§ WHAT TO PRODUCE
Among the entries below, how many lines hold "thanks"? Reply with the number only.

=== Begin Enclosure ===

PR #964, opened 2026-02-05
fix: respect DOCKER_SWARM_FEATURES=false

wajeht:
I'm running a single Docker host in swarm mode with this structure:

```
apps/
  ├── swarm/      # doco-cd with SWARM=true
  ├── compose/    # doco-cd with SWARM=false
  │   ├── plex/       # needs /dev/dri
  │   └── vpn-qbit/   # needs /dev/net/tun
  └── infra/
      ├── doco-cd/          # deploys apps/swarm as swarm stacks
      └── doco-cd-compose/  # deploys apps/compose as compose (SWARM=false)
```

I need two `doco-cd` instances because some apps need device access which swarm doesn't support. But when I set `DOCKER_SWARM_FEATURES=false`, it still deploys as swarm stacks instead of compose.

The issue is that `main.go` sets `swarm.ModeEnabled = true` at startup, and the handlers only re-check when `DockerSwarmFeatures=true`. When it's false, nothing happens and `ModeEnabled` stays true.

This fix adds an else clause to explicitly set s`warm.ModeEnabled = false`.

### DIFF
--- a/.github/workflows/build-dev.yaml
+++ b/.github/workflows/build-dev.yaml
@@ -74,7 +74,7 @@ jobs:
           severity: 'CRITICAL,HIGH'
 
       - name: Upload Trivy scan results to GitHub Security tab
-        uses: github/codeql-action/upload-sarif@6bc82e05fd0ea64601dd4b465378bbcf57de0314 # v4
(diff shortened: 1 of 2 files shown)


kimdre:
HI thanks for your bugfix :) I made some small adjustments.

PR #977, opened 2026-02-08
fix: scope auto-discover cleanup by working directory

wajeht:
When running two doco-cd instances watching different subdirectories of the same repo, the auto-discover cleanup treats the other instance's stacks as obsolete and tries to destroy them every poll cycle.

**My setup:**
```
apps/
├── swarm/    # auto-deployed by doco-cd (SWARM=true, 30+ stacks)
├── compose/  # auto-deployed by doco-cd-compose (SWARM=false, 2 stacks)
└── infra/    # manual deploy, not auto-discovered
    ├── doco-cd/          # watches apps/swarm/
    └── doco-cd-compose/  # watches apps/compose/
```

**doco-cd (swarm):**
```yaml
DOCKER_SWARM_FEATURES: "true"
POLL_CONFIG: |
  - url: https://github.com/wajeht/home-ops.git
    reference: refs/heads/main
    interval: 60
    deployments:
      - working_dir: apps/swarm
        auto_discover: true
        auto_discover_opts:
          delete: true
```

**doco-cd-compose:**
```yaml
DOCKER_SWARM_FEATURES: "false"
POLL_CONFIG: |
  - url: https://github.com/wajeht/home-ops.git
    reference: refs/heads/main
    interval: 60
    deployments:
      - working_dir: apps/compose
        auto_discover: true
        auto_discover_opts:
          delete: true
```

Both instances share the same repo URL. The cleanup queries ALL containers with `cd.doco.deployment.auto_discover=true` and filters only by repo URL, so the compose instance marks every swarm stack as "obsolete" (and vice versa).

**Fix:** Also check `cd.doco.deployment.working_dir` during cleanup. Only consider stacks under the same base path as the current instance's deployments.

### DIFF
--- a/Dockerfile
+++ b/Dockerfile
@@ -1,5 +1,5 @@
 # syntax=docker/dockerfile:1@sha256:b6afd42430b15f2d2a4c5a02b919e98a525b785b1aaff16747d2f623364e39b6
-FROM golang:1.25.7@sha256:011d6e21edbc198b7aeb06d705f17bc1cc219e102c932156ad61db45005c5d31 AS prerequisites
+FROM golang:1.25.7@sha256:cc737435e2742bd6da3b7d575623968683609a3d2e0695f9d85bee84071c08e6 AS prerequisites
 
 ARG APP_VERSION=dev
 ARG DISABLE_BITWARDEN=false


cmd/doco-cd/utils.go
```diff
@@ -69,9 +70,20 @@ func cleanupObsoleteAutoDiscoveredContainers(ctx context.Context, jobLog *slog.L
...
+	// deployed from the same base directory (e.g., "apps/swarm" or "apps/compose").
+	// Without this, multiple doco-cd instances watching different subdirectories
+	// of the same repo would treat each other's stacks as obsolete.
+	workingDirBases := make(map[string]bool)
+
 	for _, cfg := range deployConfigs {
 		if cfg.AutoDiscover {
 			autoDiscoveredNames[cfg.Name] = cfg.AutoDiscoverOpts.Delete
+
+			base := filepath.Dir(cfg.WorkingDirectory)
```
kimdre: filepath.Dir returns the path without the last element, so your `base` variable would be "apps" for both of your working directories (`apps/swarm` and `apps/compose`).

kimdre (changes requested):
HI, thanks for your PR. Please fix your code as it contains a bug.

=== End Enclosure ===

§ SOLUTION BELOW
2